Coup in Burkina Faso

Juntas without political legitimacy have only worsened the crises in West Africa

January 26, 2022 12:02 am | Updated 12:02 am IST

Burkina Faso, once known as one of the most stable countries in West Africa, has been mired in a deadly cycle of jihadist violence since 2015. Monday’s coup, in which mutinous soldiers overthrew the democratically elected government of President Roch Marc Christian Kaboré, was a direct result of this growing instability which the government failed miserably to tackle. Mr. Kaboré was elected President in 2015 almost at the same time jihadists, belonging to al Qaeda and the Islamic State, were expanding across the Sahel region. They turned the vast countryside of this landlocked country bounded by Mali and Niger — both rocked by Islamist violence — into ungovernable territories. Over the last seven years, at least 2,000 people have been killed and over one million displaced in this country of 22 million people. The military and large sections of civilians saw the Kaboré government as ineffective, corrupt and out of touch with the ground reality. The coronavirus pandemic and the associated economic woes have also pushed the Burkinabe people further into misery. An uprising, touched off in the streets of Ouagadougou, the capital city, a few days ago, was followed by the mutiny. The soldiers moved in quickly, surrounding the presidential palace.

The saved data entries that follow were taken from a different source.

PR #19183, opened 2023-06-20
db/datagrid-default-height

karolkolodziej:
Changed how the height is set in the datagrid.

### DIFF
--- a/ts/DataGrid/DataGrid.ts
+++ b/ts/DataGrid/DataGrid.ts
@@ -794,19 +794,13 @@ class DataGrid {
     public getDataGridSize(): number {
         const grid = this,
             options = grid.options,
-            { height } = grid.container.getBoundingClientRect(),
-            extraPixelsForBorders = 2;
+            { height } = grid.container.getBoundingClientRect();
 
         // If the container has a height declared in CSS, use that.
         if (height > 2) {
             return height;
         }
         // Use the default height if the container has no height declared in CSS
-        // Check if the column header is enabled.
-        if (options.columnHeaders.enabled) {
-            return options.defaultHeight +
-                options.cellHeight + extraPixelsForBorders;
-        }
         return options.defaultHeight;
     }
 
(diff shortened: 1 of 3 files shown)


pawellysy (changes requested):
- Go to `/dashboards/demos/minimal` demo. 
- Open Edit Mode. 
- Change the height of DG to show only 2 rows.
- try scrolling

The DG Won't scroll

ts/DataGrid/DataGrid.ts
```diff
@@ -1191,16 +1185,44 @@ class DataGrid {
...
+    /**
+     * If the grid is in the parent container that has margins, calculate the
+     * height of the margins.
+     * @internal
+     *
+     * @param  height
+     * The height of the parent container.
+     */
+    private getMarginHeight(height: number): number {
+        return height - this.gridContainer.getBoundingClientRect().height;
```
sebastianbochan, line 1216: How about using `getStyle()` with the margin or padding param?

sebastianbochan (changes requested):

ts/DataGrid/DataGrid.ts
karolkolodziej: I can't get the correct values using the `getStyle` method.  I'm afraid it has to stay as it is.

pawellysy (approved):
LGTM

ts/DataGrid/DataGrid.ts
```diff
@@ -1191,16 +1185,48 @@ class DataGrid {
...
+    }
+
+    /**
+     * Internal method used to get the height of the header.
+     * @internal
+     */
+    private getHeaderHeight(): number {
+        return this.options.cellHeight;
```
sebastianbochan, line 1228: Do we need this getter? it returns the reference only.

sebastianbochan (changes requested):

ts/DataGrid/DataGrid.ts
```diff
@@ -1191,16 +1185,40 @@ class DataGrid {
         height?: number | string | null
     ): void {
         if (width) {
-            this.innerContainer.style.width = width + 'px';
+            if (typeof width === 'string') {
+                this.innerContainer.style.width = width;
+            } else {
+                this.innerContainer.style.width = width + 'px';
```
sebastianbochan, line 1191: I suggest using `this.innerContainer.style.width = parseFloat(width)`;

sebastianbochan (approved):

West Africa has seen a series of successful coups in recent months. In September 2021, special forces in Guinea ousted the government and captured power. In Mali, the military staged a coup for the second time in less than a year, in May 2021. While in Chad, the President was killed in conflict in April, Sudan saw the military throwing out a power-sharing agreement it had reached with civilian revolutionaries and taking the levers of the state in its hands. The ease with which the generals captured power in all these countries should be a warning to other elected governments in the continent. While taking power, all these military leaders promised elections, but soon their focus shifted to tightening their grip on power rather than resolving the crises that they used to justify their power grab or allowing a transition to a legitimate government. The story of Burkina Faso is not different. The coup was reportedly welcomed by protesters in the streets of Ouagadougou. It is understandable because the people, fed up with the jihadist violence and the state’s inability in tackling it, may have thought the men in uniform could at least provide them better security. But this support could be short-lived as the power-hungry junta faces a terrorist machinery spread across the Sahel along with the post-coup political divisions and instability at home. Coups are hardly a solution to the many crises these countries face. Rather, the juntas, which lack political legitimacy, end up making them worse.